M. Jean Glavany – « La loi doit être la même pour tous, soit qu'elle protège, soit qu'elle punisse », proclame la déclaration des droits de l'homme. En Corse, l'application désormais rigoureuse de la loi républicaine suscite, je le crois, une vaste approbation, mais aussi une interrogation : pourvu, pense-t-on, que ce ne soit pas un feu de paille... C'est pourquoi, Monsieur le Premier ministre, un an après votre prise de fonctions, et quatre mois après le lâche assassinat du préfet Érignac, je souhaite que vous disiez à la représentation nationale dans quelles perspectives vous inscrivez l'action de l'État en Corse. (Applaudissements sur les bancs du groupe socialiste et sur quelques bancs du groupe RCV)
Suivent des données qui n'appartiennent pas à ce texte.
PR #9597, opened 2020-10-12
rec: Move to several distinct Bogus states, for easier debugging

rgacogne:
### Short description

This is especially useful after the fact, when the Bogus state is retrieved from a cache and we don't have any clue left as to how we ended up with that state.
Documentation is missing, and I wouldn't be surprised to see some regression tests fail.

### Checklist

I have:
- [x] compiled this code
- [x] tested this code
- [ ] documented the code

### DIFF
--- a/pdns/validate.cc
+++ b/pdns/validate.cc
@@ -745,9 +745,14 @@ static const vector<DNSName> getZoneCuts(const DNSName& begin, const DNSName& en
   return ret;
 }
 
-bool isRRSIGNotExpired(const time_t now, const shared_ptr<RRSIGRecordContent> sig)
+bool isRRSIGNotExpired(const time_t now, const shared_ptr<RRSIGRecordContent>& sig)
 {
-  return sig->d_siginception - g_signatureInceptionSkew <= now && sig->d_sigexpire >= now;
+  return sig->d_sigexpire >= now;
+}
+
+bool isRRSIGIncepted(const time_t now, const shared_ptr<RRSIGRecordContent>& sig)
+{
+  return sig->d_siginception - g_signatureInceptionSkew <= now;
 }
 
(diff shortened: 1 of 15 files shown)


omoerbeek:
Love this. Puzzled by the sudden Travis failure....

rgacogne:
My money is on a dependency error that has already been fixed for the travis failure:
```
ERROR: Package 'PyHamcrest' requires a different Python: 2.7.14 not in '>=3.5'
```
I restarted it.

omoerbeek (approved):

rgacogne:
I wonder if it would make sense to have a look at the cases covered in rfc8914 before merging this? Perhaps we could add some Bogus states that would make the implementation of rfc8914 easier.

rgacogne:
I added more states to better match the extended error codes defined in rfc8914.

rgacogne:
Otto, are you OK with me merging this?

pdns/validate.cc
```diff
@@ -952,6 +982,64 @@ void validateDNSKeysAgainstDS(time_t now, const DNSName& zone, const dsmap_t& ds
       //        if(validkeys.empty()) cerr<<"did not manage to validate DNSKEY set based on DS-validated KSK, only passing KSK on"<<endl;
     }
   }
+
+  if (validkeys.size() < tkeys.size()) {
+    /* so we failed to validate the whole set, let's try to find out why exactly */
```
pieterlexis, line 987: What if one key is bad but the rest are good? do we still bail with a Bogus?

rgacogne: You mean if we did not find at least one DNSKEY, corresponding to a DS, that validates the signature of the whole DNSKEY RRset? Yes

omoerbeek:
> Otto, are you OK with me merging this?

yes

M. Lionel Jospin, Premier ministre - Le 10 février dernier, après l'assassinat du préfet Érignac, j'ai pris l'engagement, au nom du Gouvernement et en accord avec le Président de la République, d'engager tous les moyens nécessaires pour assurer le respect de la loi en Corse comme partout sur le territoire national. Je me réjouis que le Parlement ait affirmé la même volonté, notamment en créant la commission d'enquête que vous présidez, et qui compte des parlementaires de tous les bords. Le Gouvernement mène son action avec sérénité et détermination, sans effets de manche ; cette action est méthodique et systématique. Elle est conduite non seulement par le ministre de l'intérieur, Jean-Pierre Chevènement, dont le rôle est naturellement important, mais par l'ensemble des ministres et tous les services de l'État, qu'il s'agisse de la justice, de la police, de la gendarmerie, des services fiscaux ou agricoles, d'urbanisme et d'équipement : tous les services publics sont mobilisés en ce sens. Les ministres y participent en personne : c'est ainsi que tout récemment Mme Guigou et M. Sautter se sont rendus sur place, dans le cadre de leurs responsabilités. Des changements de responsables sont intervenus, et des réorganisations sont en cours ; elle s'appuie sur des missions de contrôle, et d'autres suivront. Je suis personnellement et de façon régulière la mise en œuvre des actions que nous avons décidées.

Le retour progressif à la primauté du droit dans l'île a déjà donné certains résultats. Plusieurs enquêtes judiciaires importantes ont été ouvertes, faisant apparaître des détournements de fonds publics et des irrégularités dans les passations de marchés. La justice fait son travail, et mènera les procédures jusqu'au bout.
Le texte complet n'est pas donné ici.